**EXERCISE:**
There is one span to output from the data below: the lines starting at the line with "PR #1675, opened 2025-03-18" and ending at the line with "--- a/tests/unit/providers/inference/test_remote_vllm.py". Output it exactly, ends included, nothing more.

Dataset excerpts
● ● ● ● ● ● ●

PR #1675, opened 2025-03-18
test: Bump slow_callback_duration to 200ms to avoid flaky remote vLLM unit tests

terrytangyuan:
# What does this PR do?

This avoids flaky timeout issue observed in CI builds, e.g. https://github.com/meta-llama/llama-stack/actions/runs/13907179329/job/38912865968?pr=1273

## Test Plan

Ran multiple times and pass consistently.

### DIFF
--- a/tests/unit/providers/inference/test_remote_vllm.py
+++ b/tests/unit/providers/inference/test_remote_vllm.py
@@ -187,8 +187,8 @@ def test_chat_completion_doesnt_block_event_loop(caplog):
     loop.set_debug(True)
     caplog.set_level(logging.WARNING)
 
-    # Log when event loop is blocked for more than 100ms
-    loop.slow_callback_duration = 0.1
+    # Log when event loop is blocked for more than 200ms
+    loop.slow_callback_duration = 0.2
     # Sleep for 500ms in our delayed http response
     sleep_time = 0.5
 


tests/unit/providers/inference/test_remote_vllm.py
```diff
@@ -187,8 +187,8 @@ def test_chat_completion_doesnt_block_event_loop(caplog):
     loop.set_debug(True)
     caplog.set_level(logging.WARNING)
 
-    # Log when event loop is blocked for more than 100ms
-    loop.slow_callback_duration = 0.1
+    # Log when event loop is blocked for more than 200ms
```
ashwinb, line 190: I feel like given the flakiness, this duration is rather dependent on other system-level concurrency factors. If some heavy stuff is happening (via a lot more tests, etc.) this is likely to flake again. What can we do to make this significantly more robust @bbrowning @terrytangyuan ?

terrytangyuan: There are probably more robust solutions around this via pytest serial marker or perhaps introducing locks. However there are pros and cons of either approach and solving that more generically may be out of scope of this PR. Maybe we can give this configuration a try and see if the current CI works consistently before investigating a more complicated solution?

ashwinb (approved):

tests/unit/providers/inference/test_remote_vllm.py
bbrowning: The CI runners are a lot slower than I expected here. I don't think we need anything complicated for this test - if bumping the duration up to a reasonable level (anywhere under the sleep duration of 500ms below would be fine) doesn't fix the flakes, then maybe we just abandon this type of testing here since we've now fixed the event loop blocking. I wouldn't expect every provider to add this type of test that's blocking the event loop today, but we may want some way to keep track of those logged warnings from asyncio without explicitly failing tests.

● ● ● ● ● ● ●

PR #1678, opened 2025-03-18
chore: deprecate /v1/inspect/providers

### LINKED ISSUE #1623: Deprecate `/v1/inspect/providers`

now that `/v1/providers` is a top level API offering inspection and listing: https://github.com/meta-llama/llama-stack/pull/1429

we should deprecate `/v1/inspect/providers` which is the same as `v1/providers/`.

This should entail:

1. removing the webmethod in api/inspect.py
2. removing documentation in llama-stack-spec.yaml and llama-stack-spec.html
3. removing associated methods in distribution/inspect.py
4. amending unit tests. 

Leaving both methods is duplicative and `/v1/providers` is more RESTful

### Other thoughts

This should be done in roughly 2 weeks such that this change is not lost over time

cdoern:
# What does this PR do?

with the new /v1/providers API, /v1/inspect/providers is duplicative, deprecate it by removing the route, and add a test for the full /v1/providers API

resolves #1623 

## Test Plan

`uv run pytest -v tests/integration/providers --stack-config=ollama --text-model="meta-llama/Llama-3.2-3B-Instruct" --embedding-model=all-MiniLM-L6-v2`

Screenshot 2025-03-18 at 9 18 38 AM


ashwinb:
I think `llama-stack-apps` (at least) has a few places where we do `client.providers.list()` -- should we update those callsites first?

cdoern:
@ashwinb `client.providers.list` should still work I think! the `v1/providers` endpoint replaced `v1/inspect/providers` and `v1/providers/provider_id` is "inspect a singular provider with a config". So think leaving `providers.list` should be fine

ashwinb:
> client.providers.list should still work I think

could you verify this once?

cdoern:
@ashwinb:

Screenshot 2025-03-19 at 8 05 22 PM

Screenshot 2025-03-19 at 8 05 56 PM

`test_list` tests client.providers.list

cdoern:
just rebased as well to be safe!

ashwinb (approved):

● ● ● ● ● ● ●

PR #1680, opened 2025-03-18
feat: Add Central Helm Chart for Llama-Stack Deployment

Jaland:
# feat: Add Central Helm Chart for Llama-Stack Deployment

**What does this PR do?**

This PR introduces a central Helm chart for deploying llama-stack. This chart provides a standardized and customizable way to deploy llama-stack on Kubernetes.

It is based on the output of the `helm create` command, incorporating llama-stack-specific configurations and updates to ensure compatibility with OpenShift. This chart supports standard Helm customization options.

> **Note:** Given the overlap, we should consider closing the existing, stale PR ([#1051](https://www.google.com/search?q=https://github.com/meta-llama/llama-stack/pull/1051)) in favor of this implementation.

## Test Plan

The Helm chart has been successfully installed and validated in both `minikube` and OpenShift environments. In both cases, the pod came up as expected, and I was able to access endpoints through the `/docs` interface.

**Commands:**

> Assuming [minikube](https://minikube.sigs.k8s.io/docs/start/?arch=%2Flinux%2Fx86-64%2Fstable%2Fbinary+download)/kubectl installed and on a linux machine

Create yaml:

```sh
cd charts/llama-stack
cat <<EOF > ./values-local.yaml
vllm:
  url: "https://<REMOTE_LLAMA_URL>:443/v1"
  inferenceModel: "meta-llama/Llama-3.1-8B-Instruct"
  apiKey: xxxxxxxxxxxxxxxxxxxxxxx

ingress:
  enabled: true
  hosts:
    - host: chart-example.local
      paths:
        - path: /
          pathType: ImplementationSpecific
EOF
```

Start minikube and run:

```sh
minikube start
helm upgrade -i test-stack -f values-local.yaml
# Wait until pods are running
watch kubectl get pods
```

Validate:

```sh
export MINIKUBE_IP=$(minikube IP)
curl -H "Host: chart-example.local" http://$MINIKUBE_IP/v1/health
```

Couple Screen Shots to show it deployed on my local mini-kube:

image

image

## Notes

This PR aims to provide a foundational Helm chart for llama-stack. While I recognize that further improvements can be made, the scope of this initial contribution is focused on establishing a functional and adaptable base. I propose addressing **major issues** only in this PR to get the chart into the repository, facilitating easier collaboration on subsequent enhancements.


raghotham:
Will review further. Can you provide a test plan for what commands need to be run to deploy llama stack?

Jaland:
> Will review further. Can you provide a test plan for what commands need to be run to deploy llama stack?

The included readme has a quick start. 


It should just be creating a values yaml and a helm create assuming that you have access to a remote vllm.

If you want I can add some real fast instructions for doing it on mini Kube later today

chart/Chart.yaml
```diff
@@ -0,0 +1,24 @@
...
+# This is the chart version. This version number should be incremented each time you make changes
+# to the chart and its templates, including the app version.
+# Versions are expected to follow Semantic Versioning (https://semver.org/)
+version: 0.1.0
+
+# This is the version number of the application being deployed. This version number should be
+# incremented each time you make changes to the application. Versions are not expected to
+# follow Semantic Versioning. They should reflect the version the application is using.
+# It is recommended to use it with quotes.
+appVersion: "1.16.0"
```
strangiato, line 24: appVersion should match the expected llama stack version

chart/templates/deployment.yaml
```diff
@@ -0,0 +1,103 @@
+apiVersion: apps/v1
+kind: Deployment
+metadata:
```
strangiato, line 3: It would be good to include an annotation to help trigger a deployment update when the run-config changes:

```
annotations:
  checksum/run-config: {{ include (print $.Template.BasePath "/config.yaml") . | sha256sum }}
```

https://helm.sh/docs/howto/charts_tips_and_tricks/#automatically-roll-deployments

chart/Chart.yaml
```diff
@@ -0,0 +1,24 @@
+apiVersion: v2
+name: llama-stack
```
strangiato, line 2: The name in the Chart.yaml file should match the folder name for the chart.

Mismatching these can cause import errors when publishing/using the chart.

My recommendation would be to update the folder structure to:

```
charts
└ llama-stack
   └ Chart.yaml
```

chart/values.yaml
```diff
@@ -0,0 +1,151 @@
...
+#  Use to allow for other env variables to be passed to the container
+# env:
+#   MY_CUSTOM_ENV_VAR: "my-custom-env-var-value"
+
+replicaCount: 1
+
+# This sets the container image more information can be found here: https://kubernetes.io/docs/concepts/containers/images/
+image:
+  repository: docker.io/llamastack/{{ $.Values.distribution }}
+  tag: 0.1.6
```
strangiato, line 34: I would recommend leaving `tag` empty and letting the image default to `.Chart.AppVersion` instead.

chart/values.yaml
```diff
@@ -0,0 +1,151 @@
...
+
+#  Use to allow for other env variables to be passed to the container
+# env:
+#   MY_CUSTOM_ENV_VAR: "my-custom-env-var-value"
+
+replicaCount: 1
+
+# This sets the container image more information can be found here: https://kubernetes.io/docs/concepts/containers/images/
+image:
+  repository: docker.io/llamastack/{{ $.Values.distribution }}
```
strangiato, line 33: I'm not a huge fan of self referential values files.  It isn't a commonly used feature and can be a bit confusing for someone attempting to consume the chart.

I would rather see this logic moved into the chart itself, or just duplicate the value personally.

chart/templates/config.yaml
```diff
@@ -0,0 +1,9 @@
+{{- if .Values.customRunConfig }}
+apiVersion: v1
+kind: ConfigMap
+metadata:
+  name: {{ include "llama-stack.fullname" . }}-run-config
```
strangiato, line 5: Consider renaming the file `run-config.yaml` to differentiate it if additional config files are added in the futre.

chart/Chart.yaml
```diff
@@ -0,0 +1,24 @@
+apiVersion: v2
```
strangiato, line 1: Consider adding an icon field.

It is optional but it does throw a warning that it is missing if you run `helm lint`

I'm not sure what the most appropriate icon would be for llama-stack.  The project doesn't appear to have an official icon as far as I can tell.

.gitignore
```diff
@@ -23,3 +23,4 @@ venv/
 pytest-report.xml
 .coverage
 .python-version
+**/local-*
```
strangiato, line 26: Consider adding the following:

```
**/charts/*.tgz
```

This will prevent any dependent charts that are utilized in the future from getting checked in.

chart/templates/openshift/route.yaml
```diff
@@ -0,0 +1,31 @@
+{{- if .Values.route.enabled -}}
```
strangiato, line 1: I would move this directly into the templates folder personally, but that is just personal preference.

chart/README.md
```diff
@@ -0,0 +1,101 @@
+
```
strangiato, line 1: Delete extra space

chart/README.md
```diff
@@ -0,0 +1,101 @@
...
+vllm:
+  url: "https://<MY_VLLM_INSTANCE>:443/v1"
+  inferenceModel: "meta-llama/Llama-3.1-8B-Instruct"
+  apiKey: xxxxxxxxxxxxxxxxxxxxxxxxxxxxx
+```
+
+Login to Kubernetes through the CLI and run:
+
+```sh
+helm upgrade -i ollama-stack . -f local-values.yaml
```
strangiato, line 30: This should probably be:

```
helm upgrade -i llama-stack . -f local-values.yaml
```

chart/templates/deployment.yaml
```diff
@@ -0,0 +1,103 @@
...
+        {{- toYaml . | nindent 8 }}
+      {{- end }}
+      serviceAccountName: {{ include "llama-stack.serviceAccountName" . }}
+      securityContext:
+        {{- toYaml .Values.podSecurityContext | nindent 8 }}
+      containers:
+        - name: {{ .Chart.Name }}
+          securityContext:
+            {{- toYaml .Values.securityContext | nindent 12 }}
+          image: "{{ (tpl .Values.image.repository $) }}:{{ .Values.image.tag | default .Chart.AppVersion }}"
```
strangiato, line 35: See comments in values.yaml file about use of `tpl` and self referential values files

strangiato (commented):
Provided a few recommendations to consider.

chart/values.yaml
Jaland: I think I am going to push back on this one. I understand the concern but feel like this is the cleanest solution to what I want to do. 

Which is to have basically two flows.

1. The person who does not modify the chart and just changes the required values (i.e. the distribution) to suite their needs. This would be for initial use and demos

● ● ● ● ● ● ●

**TASK RESPONSE:**
PR #1675, opened 2025-03-18
test: Bump slow_callback_duration to 200ms to avoid flaky remote vLLM unit tests

terrytangyuan:
# What does this PR do?

This avoids flaky timeout issue observed in CI builds, e.g. https://github.com/meta-llama/llama-stack/actions/runs/13907179329/job/38912865968?pr=1273

## Test Plan

Ran multiple times and pass consistently.

### DIFF
--- a/tests/unit/providers/inference/test_remote_vllm.py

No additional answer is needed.